── Supplied information

PR #96, opened 2024-02-08
[feat]: add cluster template, use CAAPH to install cilium for the CNI

### LINKED ISSUE #3: Upstream Bootstrap Provider for Kubeadm

AshleyDumaine:
This adds CAAPH (https://github.com/kubernetes-sigs/cluster-api-addon-provider-helm) into the KIND management created by Tilt to install Cilium via the helm controller. We are doing this instead of using `postKubeadmCommands` because we need to be able to retry in the case of transient failures with reaching the control plane.

Using this template, it is possible to set env vars and use `envstubst` to create a cluster in a one-liner:
```
envsubst "`printf '${%s} ' $(sh -c "env|cut -d'=' -f1")`" < templates/cluster-template.yaml | kubectl apply -f -
```

Result:
```
(⎈|kind-tilt:N/A) ~  clusterctl describe cluster adumaine-1
NAME                                                           READY  SEVERITY  REASON  SINCE  MESSAGE
Cluster/adumaine-1                                             True                     5m28s
├─ClusterInfrastructure - LinodeCluster/adumaine-1             True                     9m55s
├─ControlPlane - KubeadmControlPlane/adumaine-1-control-plane  True                     5m28s
│ └─Machine/adumaine-1-control-plane-27qv8                     True                     8m50s
└─Workers
  └─MachineDeployment/adumaine-1-md-0                          True                     5s
    └─Machine/adumaine-1-md-0-q6nsd-p8fqd                      True                     4m35s

```

closes #3

### DIFF
--- a/templates/addons/cilium-helm.yaml
+++ b/templates/addons/cilium-helm.yaml
@@ -8,7 +8,7 @@ spec:
       cni: cilium
   repoURL: https://helm.cilium.io/
   chartName: cilium
-  version: 0.15.0
+  version: 1.15.0
   options:
     waitForJobs: true
     wait: true
--- a/templates/addons/cilium-helm.yaml
+++ b/templates/addons/cilium-helm.yaml
@@ -1,0 +1,21 @@
+apiVersion: addons.cluster.x-k8s.io/v1alpha1
+kind: HelmChartProxy
+metadata:
+  name: cilium
+spec:
+  clusterSelector:
+    matchLabels:
+      cni: cilium
+  repoURL: https://helm.cilium.io/
+  chartName: cilium
+  options:
+    waitForJobs: true
+    wait: true
+    timeout: 5m
+  valuesTemplate: |
+    hubble:
+      relay:
+        enabled: true
+      ui:
+        enabled: true
+---
--- a/templates/addons/cilium-helm.yaml
+++ b/templates/addons/cilium-helm.yaml
@@ -8,6 +8,7 @@ spec:
       cni: cilium
   repoURL: https://helm.cilium.io/
   chartName: cilium
+  version: 0.15.0
   options:
     waitForJobs: true
     wait: true
--- a/templates/cluster-template.yaml
+++ b/templates/cluster-template.yaml
@@ -204,3 +204,5 @@ stringData:
     modprobe overlay
     modprobe br_netfilter
     sysctl --system
+    sed -i '/swap/d' /etc/fstab
+    swapoff -a
--- a/templates/cluster-template.yaml
+++ b/templates/cluster-template.yaml
@@ -22,7 +22,6 @@ apiVersion: infrastructure.cluster.x-k8s.io/v1alpha1
 kind: LinodeCluster
 metadata:
   name: ${CLUSTER_NAME}
-  namespace: default
 spec:
   region: ${LINODE_REGION}
 ---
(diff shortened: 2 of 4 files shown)


templates/cluster-template.yaml
```diff
@@ -0,0 +1,222 @@
...
+      region: ${LINODE_REGION}
+      authorizedKeys:
+        - ${LINODE_SSH_KEY}
+---
+apiVersion: bootstrap.cluster.x-k8s.io/v1beta1
+kind: KubeadmConfigTemplate
+metadata:
+  name: ${CLUSTER_NAME}-md-0
+spec:
+  template:
```
eljohnson92, line 176: Is there a way we can have this template apply to both the controlplane and worker nodes?

AshleyDumaine: `KubeadmControlPlaneTemplate` (control plane nodes only) and `KubeadmConfigTemplate` (worker nodes only) don’t seem like they can inherit a common base template AFAICT? I can do some more poking around to see if we can't simplify this.

AshleyDumaine: Looks like we can put the common files into a k8s Secret and then reference that in `KubeadmConfigTemplate.spec.template.spec.files.contentFrom` and `KubeadmControlPlaneTemplate.spec.template.spec.kubeadmConfigSpec.files.con
tentFrom`. We'd have to use a Secret since it doesn't seem like there's ConfigMap support. I can make that tweak on this template if we're okay with that approach to deduplicate the data.

templates/addons/cilium-helm.yaml
avestuk, line 1: Do we have a mechanism to pin the chart version? I gather this is just for KIND right now so I can see that this might not be desirable.

templates/cluster-template.yaml
```diff
@@ -0,0 +1,206 @@
...
+          contentFrom:
+            secret:
+              name: common-init-files
+              key: sysctl-k8s.conf
+        - path: /kubeadm-pre-init.sh
+          contentFrom:
+            secret:
+              name: common-init-files
+              key: kubeadm-pre-init.sh
+          permissions: "0777"
```
avestuk, line 161: the nittiest of nits: do these perms need to be so wide?

AshleyDumaine: updated to `0500`

templates/addons/cilium-helm.yaml
AshleyDumaine: I updated this to set the chart version to the latest stable cilium release (0.15.0)

templates/cluster-template.yaml
```diff
@@ -0,0 +1,208 @@
...
+  infrastructureRef:
+    apiVersion: infrastructure.cluster.x-k8s.io/v1alpha1
+    kind: LinodeCluster
+    name: ${CLUSTER_NAME}
+---
+apiVersion: infrastructure.cluster.x-k8s.io/v1alpha1
+kind: LinodeCluster
+metadata:
+  name: ${CLUSTER_NAME}
+  namespace: default
```
cbzzz, line 25: Stray namespace?

cbzzz (approved):

eljohnson92 (approved):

────

= What to do =
Reproduce the entries in full, exactly as written.

= Solution for this exercise =
PR #96, opened 2024-02-08
[feat]: add cluster template, use CAAPH to install cilium for the CNI

### LINKED ISSUE #3: Upstream Bootstrap Provider for Kubeadm

AshleyDumaine:
This adds CAAPH (https://github.com/kubernetes-sigs/cluster-api-addon-provider-helm) into the KIND management created by Tilt to install Cilium via the helm controller. We are doing this instead of using `postKubeadmCommands` because we need to be able to retry in the case of transient failures with reaching the control plane.

Using this template, it is possible to set env vars and use `envstubst` to create a cluster in a one-liner:
```
envsubst "`printf '${%s} ' $(sh -c "env|cut -d'=' -f1")`" < templates/cluster-template.yaml | kubectl apply -f -
```

Result:
```
(⎈|kind-tilt:N/A) ~  clusterctl describe cluster adumaine-1
NAME                                                           READY  SEVERITY  REASON  SINCE  MESSAGE
Cluster/adumaine-1                                             True                     5m28s
├─ClusterInfrastructure - LinodeCluster/adumaine-1             True                     9m55s
├─ControlPlane - KubeadmControlPlane/adumaine-1-control-plane  True                     5m28s
│ └─Machine/adumaine-1-control-plane-27qv8                     True                     8m50s
└─Workers
  └─MachineDeployment/adumaine-1-md-0                          True                     5s
    └─Machine/adumaine-1-md-0-q6nsd-p8fqd                      True                     4m35s

```

closes #3

### DIFF
--- a/templates/addons/cilium-helm.yaml
+++ b/templates/addons/cilium-helm.yaml
@@ -8,7 +8,7 @@ spec:
       cni: cilium
   repoURL: https://helm.cilium.io/
   chartName: cilium
-  version: 0.15.0
+  version: 1.15.0
   options:
     waitForJobs: true
     wait: true
--- a/templates/addons/cilium-helm.yaml
+++ b/templates/addons/cilium-helm.yaml
@@ -1,0 +1,21 @@
+apiVersion: addons.cluster.x-k8s.io/v1alpha1
+kind: HelmChartProxy
+metadata:
+  name: cilium
+spec:
+  clusterSelector:
+    matchLabels:
+      cni: cilium
+  repoURL: https://helm.cilium.io/
+  chartName: cilium
+  options:
+    waitForJobs: true
+    wait: true
+    timeout: 5m
+  valuesTemplate: |
+    hubble:
+      relay:
+        enabled: true
+      ui:
+        enabled: true
+---
--- a/templates/addons/cilium-helm.yaml
+++ b/templates/addons/cilium-helm.yaml
@@ -8,6 +8,7 @@ spec:
       cni: cilium
   repoURL: https://helm.cilium.io/
   chartName: cilium
+  version: 0.15.0
   options:
     waitForJobs: true
     wait: true
--- a/templates/cluster-template.yaml
+++ b/templates/cluster-template.yaml
@@ -204,3 +204,5 @@ stringData:
     modprobe overlay
     modprobe br_netfilter
     sysctl --system
+    sed -i '/swap/d' /etc/fstab
+    swapoff -a
--- a/templates/cluster-template.yaml
+++ b/templates/cluster-template.yaml
@@ -22,7 +22,6 @@ apiVersion: infrastructure.cluster.x-k8s.io/v1alpha1
 kind: LinodeCluster
 metadata:
   name: ${CLUSTER_NAME}
-  namespace: default
 spec:
   region: ${LINODE_REGION}
 ---
(diff shortened: 2 of 4 files shown)


templates/cluster-template.yaml
```diff
@@ -0,0 +1,222 @@
...
+      region: ${LINODE_REGION}
+      authorizedKeys:
+        - ${LINODE_SSH_KEY}
+---
+apiVersion: bootstrap.cluster.x-k8s.io/v1beta1
+kind: KubeadmConfigTemplate
+metadata:
+  name: ${CLUSTER_NAME}-md-0
+spec:
+  template:
```
eljohnson92, line 176: Is there a way we can have this template apply to both the controlplane and worker nodes?

AshleyDumaine: `KubeadmControlPlaneTemplate` (control plane nodes only) and `KubeadmConfigTemplate` (worker nodes only) don’t seem like they can inherit a common base template AFAICT? I can do some more poking around to see if we can't simplify this.

AshleyDumaine: Looks like we can put the common files into a k8s Secret and then reference that in `KubeadmConfigTemplate.spec.template.spec.files.contentFrom` and `KubeadmControlPlaneTemplate.spec.template.spec.kubeadmConfigSpec.files.con
tentFrom`. We'd have to use a Secret since it doesn't seem like there's ConfigMap support. I can make that tweak on this template if we're okay with that approach to deduplicate the data.

templates/addons/cilium-helm.yaml
avestuk, line 1: Do we have a mechanism to pin the chart version? I gather this is just for KIND right now so I can see that this might not be desirable.

templates/cluster-template.yaml
```diff
@@ -0,0 +1,206 @@
...
+          contentFrom:
+            secret:
+              name: common-init-files
+              key: sysctl-k8s.conf
+        - path: /kubeadm-pre-init.sh
+          contentFrom:
+            secret:
+              name: common-init-files
+              key: kubeadm-pre-init.sh
+          permissions: "0777"
```
avestuk, line 161: the nittiest of nits: do these perms need to be so wide?

AshleyDumaine: updated to `0500`

templates/addons/cilium-helm.yaml
AshleyDumaine: I updated this to set the chart version to the latest stable cilium release (0.15.0)

templates/cluster-template.yaml
```diff
@@ -0,0 +1,208 @@
...
+  infrastructureRef:
+    apiVersion: infrastructure.cluster.x-k8s.io/v1alpha1
+    kind: LinodeCluster
+    name: ${CLUSTER_NAME}
+---
+apiVersion: infrastructure.cluster.x-k8s.io/v1alpha1
+kind: LinodeCluster
+metadata:
+  name: ${CLUSTER_NAME}
+  namespace: default
```
cbzzz, line 25: Stray namespace?

cbzzz (approved):

eljohnson92 (approved):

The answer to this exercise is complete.